#### Task details
Please quote exactly the lines below from the line containing "PR #2785, opened 2023-09-22" to the line containing "1. Unify the", both lines included, and nothing else.

______

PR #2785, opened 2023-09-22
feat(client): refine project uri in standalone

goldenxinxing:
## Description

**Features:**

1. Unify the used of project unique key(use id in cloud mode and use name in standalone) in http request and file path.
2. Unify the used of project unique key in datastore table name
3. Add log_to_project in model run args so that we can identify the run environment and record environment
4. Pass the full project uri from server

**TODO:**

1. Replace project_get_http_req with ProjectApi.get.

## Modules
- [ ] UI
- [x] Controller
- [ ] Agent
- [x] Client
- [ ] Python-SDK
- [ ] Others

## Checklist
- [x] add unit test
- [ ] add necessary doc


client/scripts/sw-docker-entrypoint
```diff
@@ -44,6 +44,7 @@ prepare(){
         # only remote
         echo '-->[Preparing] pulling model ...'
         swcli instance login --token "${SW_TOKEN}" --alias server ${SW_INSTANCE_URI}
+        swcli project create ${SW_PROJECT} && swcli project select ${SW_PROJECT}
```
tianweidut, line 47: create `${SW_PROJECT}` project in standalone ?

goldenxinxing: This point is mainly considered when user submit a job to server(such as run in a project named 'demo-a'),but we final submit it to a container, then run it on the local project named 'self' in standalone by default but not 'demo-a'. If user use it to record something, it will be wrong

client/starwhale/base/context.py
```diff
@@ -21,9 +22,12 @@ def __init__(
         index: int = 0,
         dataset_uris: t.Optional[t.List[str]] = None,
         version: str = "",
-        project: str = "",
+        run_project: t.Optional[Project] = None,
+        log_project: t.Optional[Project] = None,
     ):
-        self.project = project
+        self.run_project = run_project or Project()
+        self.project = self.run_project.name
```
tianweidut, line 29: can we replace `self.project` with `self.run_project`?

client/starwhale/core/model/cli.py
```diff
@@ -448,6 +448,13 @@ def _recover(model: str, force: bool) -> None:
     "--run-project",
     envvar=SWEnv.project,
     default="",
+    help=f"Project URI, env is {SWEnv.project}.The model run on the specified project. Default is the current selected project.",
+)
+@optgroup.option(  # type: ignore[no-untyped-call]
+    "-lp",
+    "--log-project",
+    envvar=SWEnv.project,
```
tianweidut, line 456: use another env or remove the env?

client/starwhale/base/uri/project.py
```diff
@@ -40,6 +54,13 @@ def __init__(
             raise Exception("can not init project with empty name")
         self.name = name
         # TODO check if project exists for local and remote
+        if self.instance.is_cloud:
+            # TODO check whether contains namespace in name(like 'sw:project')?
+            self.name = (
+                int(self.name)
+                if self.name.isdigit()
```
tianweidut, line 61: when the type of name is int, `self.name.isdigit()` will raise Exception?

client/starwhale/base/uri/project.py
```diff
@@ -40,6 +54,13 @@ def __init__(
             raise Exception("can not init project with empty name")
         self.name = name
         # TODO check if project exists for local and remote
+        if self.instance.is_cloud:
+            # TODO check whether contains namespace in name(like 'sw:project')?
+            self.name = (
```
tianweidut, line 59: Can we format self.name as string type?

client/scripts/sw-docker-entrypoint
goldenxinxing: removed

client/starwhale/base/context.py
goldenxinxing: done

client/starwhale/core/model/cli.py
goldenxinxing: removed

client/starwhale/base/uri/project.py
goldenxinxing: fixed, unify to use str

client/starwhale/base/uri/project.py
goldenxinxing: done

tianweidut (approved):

______

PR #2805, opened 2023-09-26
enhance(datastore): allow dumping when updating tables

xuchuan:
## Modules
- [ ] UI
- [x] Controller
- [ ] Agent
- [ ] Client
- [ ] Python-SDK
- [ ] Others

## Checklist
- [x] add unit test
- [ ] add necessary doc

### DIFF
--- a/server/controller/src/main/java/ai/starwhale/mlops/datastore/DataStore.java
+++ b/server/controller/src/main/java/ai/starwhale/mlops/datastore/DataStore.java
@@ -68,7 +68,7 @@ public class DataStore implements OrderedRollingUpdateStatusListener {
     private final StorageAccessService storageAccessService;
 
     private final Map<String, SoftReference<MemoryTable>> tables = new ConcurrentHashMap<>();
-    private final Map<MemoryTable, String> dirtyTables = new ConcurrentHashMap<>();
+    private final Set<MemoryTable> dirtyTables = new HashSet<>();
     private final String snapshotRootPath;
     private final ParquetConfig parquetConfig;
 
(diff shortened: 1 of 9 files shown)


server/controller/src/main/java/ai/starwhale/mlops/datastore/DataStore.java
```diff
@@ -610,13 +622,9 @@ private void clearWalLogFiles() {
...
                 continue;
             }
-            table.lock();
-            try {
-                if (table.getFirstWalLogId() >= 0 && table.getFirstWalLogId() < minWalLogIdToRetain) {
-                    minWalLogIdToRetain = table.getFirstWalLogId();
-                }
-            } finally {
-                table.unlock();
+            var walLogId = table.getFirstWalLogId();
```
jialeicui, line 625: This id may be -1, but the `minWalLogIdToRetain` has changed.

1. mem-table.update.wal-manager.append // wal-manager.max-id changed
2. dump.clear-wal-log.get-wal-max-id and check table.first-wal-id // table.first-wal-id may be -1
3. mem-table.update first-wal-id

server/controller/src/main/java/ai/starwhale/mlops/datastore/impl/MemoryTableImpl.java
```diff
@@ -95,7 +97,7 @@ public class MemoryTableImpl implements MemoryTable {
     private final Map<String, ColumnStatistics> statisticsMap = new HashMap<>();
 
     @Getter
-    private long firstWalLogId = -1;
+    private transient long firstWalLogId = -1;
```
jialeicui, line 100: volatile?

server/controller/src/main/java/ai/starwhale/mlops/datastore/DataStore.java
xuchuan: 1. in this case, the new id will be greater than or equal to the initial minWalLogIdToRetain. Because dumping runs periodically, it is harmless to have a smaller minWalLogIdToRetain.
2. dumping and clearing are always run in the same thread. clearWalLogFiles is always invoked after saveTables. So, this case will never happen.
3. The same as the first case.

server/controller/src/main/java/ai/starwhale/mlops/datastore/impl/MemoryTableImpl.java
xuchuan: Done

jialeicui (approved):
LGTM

______

#### Result of this task
PR #2785, opened 2023-09-22
feat(client): refine project uri in standalone

goldenxinxing:
## Description

**Features:**

1. Unify the used of project unique key(use id in cloud mode and use name in standalone) in http request and file path.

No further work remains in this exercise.